Python provides us with a way of reading data from a text file one line at
a time. Each line of data is provided to us as a
str
object. Data in a text file can therefore be viewed as a
(listof
str)
where each
str
in the list represents an
entire line of data in the file.
Before we can read data from a file, we must first open that file for
reading. In Python, we achieve this using the built-in
open
function. When we are done with a file, we must remember to close
it. Python makes this particularly easy to do through the use of the
with
construct:
with open('myFile.txt', 'U') as f:
...f
This segment of code opens the file named
'myFile.txt'
for
reading and assigns it to the variable
f
. When the
block of code associated with the
with
statement has
finished executing, the file is automatically closed for us. Notice
that the
open
function takes two arguments. The first
is the name of the file, the second is a mode which specifies how the file
is to be used. The
'U'
or universal mode indicates
that the file is to be opened for reading with universal support for
end-of-line markers. This is a technical issue that we will not
consider in detail. Suffice it to say that the way an end-of-line is
represented is different on different systems. By specifying
universal mode, Python gracefully handles these different
representations. So, if we obtain a file from a colleague who uses
Windows, we can transfer it to an OS/X or Linux system and have our Python
program read it without having to worry about the fact that end-of-line
markers on these systems are different.
Having opened a file for reading, the following provides a template for
reading data from the file:
for line in f:
...line
where line is of type
str
. The problem of processing
data in a file is now reduced to that of processing a string that
represents data on a single line in that file.
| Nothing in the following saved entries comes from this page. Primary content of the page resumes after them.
PR #4003, opened 2026-08-04
FormModal removed

stijndehaes:
It just renamed some values and set a single default. It did not bring any value so removed it to simplify code


frontend/src/components/modal/user-popup/user-popup.tsx
```diff
@@ -40,7 +39,13 @@ export function UserPopup({ onClose, isOpen, roles, item, isLoading, userIdsToHi
     }, [userIdsToHide, users, searchTerm]);
 
     return (
-        <FormModal title={t('Add User')} onClose={onClose} isOpen={isOpen} footer={(_, { CancelBtn }) => <CancelBtn />}>
+        <Modal
+            title={t('Add User')}
+            onCancel={onClose}
+            open={isOpen}
+            footer={(_, { CancelBtn }) => <CancelBtn />}
```
vlieven, line 46: Is this needed? What does it do?

vlieven (approved):

frontend/src/components/modal/user-popup/user-popup.tsx
stijndehaes: Don't know, it was there before :p

PR #4016, opened 2026-08-06
Improve background task handling

stijndehaes:
We now log failures.
When canceling we also wait until
the registered background tasks are done.

### DIFF
--- a/backend/app/main.py
+++ b/backend/app/main.py
@@ -1,9 +1,10 @@
 import asyncio
 import re
 import urllib.parse
-from collections.abc import Awaitable, Callable
-from contextlib import asynccontextmanager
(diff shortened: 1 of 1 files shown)


vlieven (approved):
I wanted to do a spike around this code part.
Seems like we want some sort of scheduling component to handle these (seems to be quite brittle now).

I suppose this is already an improvement over what we had

stijndehaes:
> I wanted to do a spike around this code part. Seems like we want some sort of scheduling component to handle these (seems to be quite brittle now).
> 
> I suppose this is already an improvement over what we had

I agree this is not the correct way to handle this, at least we now wait until they are stopped

PR #4059, opened 2026-08-11
Use the name to filter plugins

stijndehaes:
Before we used __name__.
Also now the name of the DB
model is alligned with the
plugin name.

### DIFF
--- a/backend/app/technical_asset_configuration/service.py
+++ b/backend/app/technical_asset_configuration/service.py
@@ -37,7 +37,7 @@ class PluginService:
         configured_metadata = [
             name
             for name in data_output_configurations
-            if name.__name__ in configured_plugins
+            if name.name in configured_plugins
         ]
         return [
             metadata_response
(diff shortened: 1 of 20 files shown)


backend/app/technical_asset_configuration/service.py
```diff
@@ -66,6 +66,7 @@ def _build_metadata_response(
         self, plugin_class: type[AssetProviderPlugin]
     ) -> Optional[UIElementMetadataResponse]:
         """Build a complete metadata response for a plugin"""
+        platform_meta = plugin_class.get_platform_metadata()
         try:
             platform_meta = plugin_class.get_platform_metadata()
```
vlieven: You're now defining this twice, once inside and once outside the try. That does not seem correct

vlieven (commented):
I dislike the globals for `NAME` a bit, but I suppose if you define it on the class directly, you get circular reference errors. So I will live with it

backend/app/technical_asset_configuration/service.py
stijndehaes: Fixed, mistake after refactor and revert

stijndehaes:
> I dislike the globals for `NAME` a bit, but I suppose if you define it on the class directly, you get circular reference errors. So I will live with it

I so agree with you, I first had it defined on the plugin itself, and use in the model. However the issue was that the plugin definces ORM model, I don't think that that ORM model is actually used, but if you remove that it's not imported and sqlalchemy can't make it's model. So yeah.
There are other ways to fix this I suppose, but I wanted to focus on ensuring the names was right

vlieven (approved):

PR #4066, opened 2026-08-12
Track provisioning in daily metrics

stijndehaes:
Reports provisioned vs total data products
and explorations.

### DIFF
--- a/backend/app/core/logging/posthog_analytics.py
+++ b/backend/app/core/logging/posthog_analytics.py
@@ -14,39 +14,14 @@ from app.database.database import SessionLocal
 from app.settings import settings
 
 
-class PortalPosthog:
-    """Thin wrapper around the Posthog client that injects portal-level
-    context (e.g. Host) into every capture call automatically."""
-
-    def __init__(self, client: Posthog, host: str) -> None:
-        self._client = client
-        self._host = host
-
-    def capture(
-        self,
-        distinct_id: Any,
-        event: str,
-        properties: Optional[dict[str, Any]] = None,
-        **kwargs: Any,
-    ) -> None:
-        merged = {"host": self._host, **(properties or {})}
-        self._client.capture(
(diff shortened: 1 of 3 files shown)


backend/app/core/logging/posthog_analytics.py
```diff
@@ -1,6 +1,6 @@
 import asyncio
 from datetime import datetime, timedelta
-from typing import Any, Optional
+from typing import Any, Dict, Optional
```
vlieven:
```suggestion
from typing import Any, Optional
```

You don't need to import `Dict` as a type, you can just use `dict[X, Y]` as an annotation

backend/app/core/logging/posthog_analytics.py
```diff
@@ -57,55 +32,91 @@ def _seconds_until_next_midnight_utc() -> float:
     return (next_midnight - now).total_seconds()
 
 
-async def report_consumption_metrics_task() -> None:
-    """
-    Daily background task that reports the total number of approved input ports
-    to PostHog as a consumption metric, broken down by ADP type. Fires once at
-    midnight UTC regardless of how many times the app restarts during the day.
+def consumption_metrics() -> Dict[str, Any]:
```
vlieven:
```suggestion
def consumption_metrics() -> dict[str, Any]:
```

backend/app/core/logging/posthog_analytics.py
```diff
@@ -57,55 +32,91 @@ def _seconds_until_next_midnight_utc() -> float:
...
+    return {
+        "total_approved_input_ports": total,
+        **{
+            f"approved_input_ports_{adp_type}": count
+            for adp_type, count in counts_by_type.items()
+        },
+    }
+
+
+def provisioning_metrics() -> Dict[str, Any]:
```
vlieven:
```suggestion
def provisioning_metrics() -> dict[str, Any]:
```

vlieven (approved):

In the case where each line in the file contains a string that represents
a single numeric value, it is not hard to process an entire line of
data. Python has constructors for
int
and
float
that convert a string representation of a numeric value to the
corresponding type. So, for example,
float('34.256')
converts
the
str
object
'34.256'
to the
float
whose value is
34.256
.
The function
sum_file
presented below computes the sum of
the values stored in a file where values are stored one per line. We
assume that there are no empty lines in the file or lines that contain any
other form of data. If we opened such a file with a text editor, we
might therefore see something like:
43.63
23.51
6
0.453
-12.443
def sum_file(f):
"""
file -> Real
Produces the sum of data stored in file f
Requires: f has been opened for reading;
one real number per line
"""
sumData = 0.0
for line in f:
sumData = sumData +
float(line)
return sumData
Notice the
requires clause in the documentation. The
requires clause lists certain conditions that must be satisfied if the
purpose statement is to hold true. First, the file must have already
been opened for reading - notice that we don't make a call to
open
from this function, so the file must have been opened prior to calling
sum_file
.
Second, there must be only one real number per line in the file. If
the second condition does not hold, the expression
float(line)
will produce an error as the data in
line
cannot be
interpreted as a single
float
.
Testing functions that read from files
Notice that the function
sum_file
does not have any
doctests. There are two approaches we can take to testing functions
that read from files.
First, we can generate a sample data file for the sole purpose of testing
that contains data for which we know the expected result. We can
open the file for reading and make a call to
sum_file
from
the doctests. If we take this approach, we have to be careful to
always keep the sample data file and the Python source file together, as
the doctests now depend on the sample data file.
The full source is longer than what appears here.